I haven’t read this passage in years, but it must have stuck in my mind, because when I am trying to explain the difference between power and leadership I usually use the example of a crowded theater-fire and one person who says “There is an exit over here. Everyone get low to the floor and come this way!” – that person is demonstrating leadership and it may be indistinguishable from power in that situation – the difference is that the person demonstrating leadership relinquishes that position when the crisis is over, whereas the person desirous of obtaining and exercising power does not: they work to increase and preserve their power. In Wolff’s terms power and authority may be interchangeable; I think they are.
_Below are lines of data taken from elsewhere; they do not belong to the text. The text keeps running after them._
Issue #362, opened 2020-10-06
Better contrast in dark mode


Sybren-UU:
## Feature Request

**Is your feature request related to a problem? Please describe.**
In dark mode the contrast is sometimes hard to read, especially when starting a project the text is brown with a black background, the doi is also brown with a black background

**Describe the solution you'd like**
It would be nice if the contrast would get better. So no brown text with a black/grey background in dark mode. The overal contrast is also low, some users in the usability tests thought this could be higher.

**Why would you like to have this feature**
Especially in dark mode brown text with a grey/black is hard to read. The overall contrast is fine, but also low.

J535D165:
Closed via #531

PR #531, opened 2021-03-28
Improve contrast ratio

terrymyc:
In response to #362, this PR improves the contrast ratio according to [WCAG guidelines](https://webaim.org/blog/wcag-2-0-and-link-colors/) on several pages either in light or dark mode.

- [x] Links
- [x] Document texts in the Exploration Mode
- [x] Other places have brown texts with black background

image

image

image

### DIFF
--- a/asreview/webapp/src/Components/ArticlePanel.js
+++ b/asreview/webapp/src/Components/ArticlePanel.js
@@ -20,10 +20,10 @@ const useStyles = makeStyles(theme => ({
   },
   titleDebug: {
     lineHeight: 1.2,
-    color: "#00C49F",
+    color: theme.overrides.debug.color,
   },
   debug: {
-    color: "#00C49F",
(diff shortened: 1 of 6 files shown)


J535D165:
https://github.com/asreview/asreview/blob/71bd23606e5f36c8be96dbc5945d2734526145be/asreview/webapp/src/Components/ArticlePanel.js#L94

Let's set this to primary (delete it). Both for title and abstract. Don't know why we used secondary in the past.

terrymyc:
> Let's set this to primary (delete it). Both for title and abstract. Don't know why we used secondary in the past.

Then the texts in the article panel will be purely black. You sure? The current contrast ratio of the grey texts against the white background is acceptable.

image

J535D165:
I think it is 0.87 black isn't it? I really like it. It looks way better on my new laptop.

J535D165:
Thanks!

PR #533, opened 2021-03-29
Add project mode to REST API and project files

J535D165:


asreview/webapp/src/PreReviewComponents/ProjectInit.js
```diff
@@ -0,0 +1,237 @@
+import React from "react";
```
J535D165, line 1: @terrymyc was this file moved on master?

terrymyc: This file was renamed as `ProjectInfo.js`.

asreview/webapp/src/PreReviewComponents/ProjectInfo.js
```diff
@@ -96,26 +110,17 @@ const ProjectInfo = (props) => {
...
     var bodyFormData = new FormData();
+    bodyFormData.set("mode", info.mode);
     bodyFormData.set("name", info.name);
     bodyFormData.set("authors", info.authors);
     bodyFormData.set("description", info.description);
 
-    (props.edit
-      ? ProjectAPI.info(props.project_id, true, bodyFormData)
-      : ProjectAPI.init(bodyFormData)
-    )
```
terrymyc, line 106: All lines involving the removal of `props.edit` will affect the functionality of editing the project info. Currently, this initiating a new project function and editing the project info function share the same dialog. For now, I would propose to keep `props.edit` as an indicator of whether this dialog is used as a function to initiate or edit a project. And when the dialog plays the function of editing the project info, no selection menu for the mode is displayed.
In the future, I expect these two functions to be separated. The function to initiate a project should be integrated into the setup stage.

terrymyc (changes requested):

asreview/webapp/api.py
```diff
@@ -714,49 +703,112 @@ def api_set_algorithms(project_id):  # noqa: F401
...
+            logging.error(err)
+            return jsonify(message="Failed to train the model."), 500
 
     response = jsonify({'success': True})
     response.headers.add('Access-Control-Allow-Origin', '*')
     return response
 
 
-@bp.route('/project/<project_id>/model/init_ready', methods=["GET"])
+@bp.route('/project/<project_id>/ready', methods=["GET"])
```
terrymyc, line 762: The corresponding test for this API in `test_api.py` should also be changed.

terrymyc (changes requested):

asreview/webapp/src/PreReviewComponents/ProjectInfo.js
J535D165: Thanks, great remark. I will try to resolve these conflicts and make the edit function work again.

J535D165: I think I resolved this.

asreview/webapp/api.py
J535D165: Thanks

J535D165:
I'm merging this even though the tests fail. These tests are designed to test old project files for forward compatibility. They fail for various reasons (not sure what the cause is). However, I want to avoid more merge conflicts and merge this PR. 

Another remark: the simulation mode doesn't work properly yet (seems to be random). Working on this in a new PR.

I’ve got to say that a lot of Wolff’s focus on “free will” is problematic to me. I’m comforable saying that “free will” appears to be a label we slap on certain things – but then that makes Wolff’s point moot: we’re dealing with a circular definition (in the form of a label) We hold people responsible because we do. I do not want to drag Wolff’s argument down into verbal nihilism or extreme skepticism; let’s acknowledge that possibility (any assertions appear to be subject to obliteration through extreme skepticism) and move on.
As a procedural note: when I begin a posting with large quotes from someplace, I will quote verbatim and will only begin discussion after I separate the quoted text with a horizontal bar. One of the paragraphs in the Wolff piece at the head of this article was .. maybe not entirely necessary, but I don’t think that’s for me to determine for you. So I’ll favor using a bit more bandwidth and server space. In sections below the horizontal rule, I may pick and choose non-contiguous with the main text, but I’ll include unedited paragraphs (generally) or unedited sentences.
(* Oddly, that part sort of found its way into the US Declaration of Independence, but they mysteriously left out his targeted comment in Chapter 4, in which he describes slavery as a continuation of a state of war between the slave-keeper and the slave; an argument which retains the right – if not duty – of rebellion for all slaves.)